→ WHAT TO WORK ON
Copy out, from the entries below, each line holding the string "imageTitle".
━━━ GIVEN DATA ━━━
PR #1220, opened 2020-05-12
Indicate that Commons pages/images are protected

cooltey:
https://phabricator.wikimedia.org/T235028

The newly created accounts (less than 4 days old) will not be able to edit pages in Commons if the pages are semi-protected and we should not disable all the semi-protected pages in Commons.


cooltey:
> 
> 
> Code looks good @cooltey but I can still see the image caption shown in gallery mode has editable pencil next to it... the tas shows that it should be a 'lock+pencil'. Also, I was able to update the caption

Thanks. May I know which article reflects the issue you've mentioned? Ideally, the edit pencil should be hidden if the image is not editable.

sharvaniharan:
**Dont see the CTA which is correct**
Screenshot_20200513-151627 2
**But the pencil is there**
Screenshot_20200513-151600

sharvaniharan:
Oh sorry ... one minute too late... i just rebuilt and i don't see it anymore.. so may be i was testing a wrong build.

cooltey:
> 
> 
> Oh sorry ... one minute too late... i just rebuilt and i don't see it anymore.. so may be i was testing a wrong build.

No problem. I noticed that it is needed to show the locked edit pencil if the file is protected. Code updated.

cooltey:
The PR is ready for review again.

app/src/main/java/org/wikipedia/page/leadimages/LeadImagesHandler.java
```diff
@@ -131,41 +132,52 @@ private void updateCallToAction() {
...
-                                        captionSourcePageTitle.setDescription(currentCaption);
-                                        callToActionSourceSummary = new SuggestedEditsSummary(captionSourcePageTitle.getPrefixedText(), captionSourcePageTitle.getWikiSite().languageCode(), captionSourcePageTitle,
-                                                captionSourcePageTitle.getDisplayText(), currentCaption, getLeadImageUrl());
-
-                                        callToActionTargetSummary = new SuggestedEditsSummary(captionTargetPageTitle.getPrefixedText(), captionTargetPageTitle.getWikiSite().languageCode(), captionTargetPageTitle,
-                                                captionTargetPageTitle.getDisplayText(), null, getLeadImageUrl());
-                                        pageHeaderView.setUpCallToAction(app.getResources().getString(R.string.suggested_edits_article_cta_image_caption_in_language, app.language().getAppLanguageLocalizedName(lang)));
-                                        break;
-                                    }
+                    if (pair != null) {
```
dbrant, line 149: The `pair` parameter will never be null, so this check is not necessary.

app/src/main/java/org/wikipedia/page/leadimages/LeadImagesHandler.java
```diff
@@ -131,41 +132,52 @@ private void updateCallToAction() {
...
+                ServiceFactory.get(getTitle().getWikiSite()).getImageInfo(imageTitle, WikipediaApp.getInstance().getAppOrSystemLanguageCode()),
+                ServiceFactory.get(new WikiSite(Service.COMMONS_URL)).getProtectionInfo(imageTitle), (captions, imageInfoRsp, protectionInfoRsp) -> {
+                    boolean protectedFile = false;
+                    for (Protection protection : protectionInfoRsp.query().firstPage().protection()) {
+                        if (protection.getType().equals("edit") && !protectionInfoRsp.query().userInfo().getGroups().contains(protection.getLevel())) {
+                            protectedFile = true;
+                            break;
+                        }
+                    }
+                    return protectedFile ? null : new Pair<>(captions, imageInfoRsp);
```
dbrant, line 144: You must never return `null` for the result of an `Observable`. This will cause an internal exception in RxJava, and will be passed on to onError, and will never make it into the `subscribe` block.

app/src/main/java/org/wikipedia/page/leadimages/LeadImagesHandler.java
cooltey: Done!

app/src/main/java/org/wikipedia/page/leadimages/LeadImagesHandler.java
cooltey: You're right. Done!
━━━
→ ANSWER SECTION
+                ServiceFactory.get(getTitle().getWikiSite()).getImageInfo(imageTitle, WikipediaApp.getInstance().getAppOrSystemLanguageCode()),
+                ServiceFactory.get(new WikiSite(Service.COMMONS_URL)).getProtectionInfo(imageTitle), (captions, imageInfoRsp, protectionInfoRsp) -> {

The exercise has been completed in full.